**WHAT YOU HAVE TO DO**. Please write every entry out again, exactly as it reads below.

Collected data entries
================================

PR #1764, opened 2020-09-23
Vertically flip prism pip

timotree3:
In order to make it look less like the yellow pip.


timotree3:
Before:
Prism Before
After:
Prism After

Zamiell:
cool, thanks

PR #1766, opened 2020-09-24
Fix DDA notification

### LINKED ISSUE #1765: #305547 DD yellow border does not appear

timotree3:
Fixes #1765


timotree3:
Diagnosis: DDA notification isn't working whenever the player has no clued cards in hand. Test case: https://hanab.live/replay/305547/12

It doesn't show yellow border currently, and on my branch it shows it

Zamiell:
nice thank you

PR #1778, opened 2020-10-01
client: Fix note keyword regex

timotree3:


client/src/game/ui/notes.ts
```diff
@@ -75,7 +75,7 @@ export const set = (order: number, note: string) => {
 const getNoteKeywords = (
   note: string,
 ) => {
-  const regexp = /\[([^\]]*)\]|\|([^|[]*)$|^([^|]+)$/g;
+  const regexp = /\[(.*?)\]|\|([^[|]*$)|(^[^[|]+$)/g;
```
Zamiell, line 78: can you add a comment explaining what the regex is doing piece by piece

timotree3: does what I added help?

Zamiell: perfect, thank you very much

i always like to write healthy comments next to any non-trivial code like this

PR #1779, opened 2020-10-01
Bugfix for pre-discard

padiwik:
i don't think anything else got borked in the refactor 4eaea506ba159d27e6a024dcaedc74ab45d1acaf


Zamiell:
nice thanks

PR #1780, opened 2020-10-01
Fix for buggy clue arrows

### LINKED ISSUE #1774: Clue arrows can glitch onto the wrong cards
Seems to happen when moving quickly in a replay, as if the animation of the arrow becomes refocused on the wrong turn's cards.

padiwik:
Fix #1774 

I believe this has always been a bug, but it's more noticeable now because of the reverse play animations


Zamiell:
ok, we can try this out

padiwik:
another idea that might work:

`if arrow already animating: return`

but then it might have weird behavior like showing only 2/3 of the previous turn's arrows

================================

**ANSWER SPACE**.
PR #1764, opened 2020-09-23
Vertically flip prism pip

timotree3:
In order to make it look less like the yellow pip.


timotree3:
Before:
Prism Before
After:
Prism After

Zamiell:
cool, thanks

PR #1766, opened 2020-09-24
Fix DDA notification

### LINKED ISSUE #1765: #305547 DD yellow border does not appear

timotree3:
Fixes #1765


timotree3:
Diagnosis: DDA notification isn't working whenever the player has no clued cards in hand. Test case: https://hanab.live/replay/305547/12

It doesn't show yellow border currently, and on my branch it shows it

Zamiell:
nice thank you

PR #1778, opened 2020-10-01
client: Fix note keyword regex

timotree3:


client/src/game/ui/notes.ts
```diff
@@ -75,7 +75,7 @@ export const set = (order: number, note: string) => {
 const getNoteKeywords = (
   note: string,
 ) => {
-  const regexp = /\[([^\]]*)\]|\|([^|[]*)$|^([^|]+)$/g;
+  const regexp = /\[(.*?)\]|\|([^[|]*$)|(^[^[|]+$)/g;
```
Zamiell, line 78: can you add a comment explaining what the regex is doing piece by piece

timotree3: does what I added help?

Zamiell: perfect, thank you very much

i always like to write healthy comments next to any non-trivial code like this

PR #1779, opened 2020-10-01
Bugfix for pre-discard

padiwik:
i don't think anything else got borked in the refactor 4eaea506ba159d27e6a024dcaedc74ab45d1acaf


Zamiell:
nice thanks

PR #1780, opened 2020-10-01
Fix for buggy clue arrows

### LINKED ISSUE #1774: Clue arrows can glitch onto the wrong cards
Seems to happen when moving quickly in a replay, as if the animation of the arrow becomes refocused on the wrong turn's cards.

padiwik:
Fix #1774 

I believe this has always been a bug, but it's more noticeable now because of the reverse play animations


Zamiell:
ok, we can try this out

padiwik:
another idea that might work:

`if arrow already animating: return`

but then it might have weird behavior like showing only 2/3 of the previous turn's arrows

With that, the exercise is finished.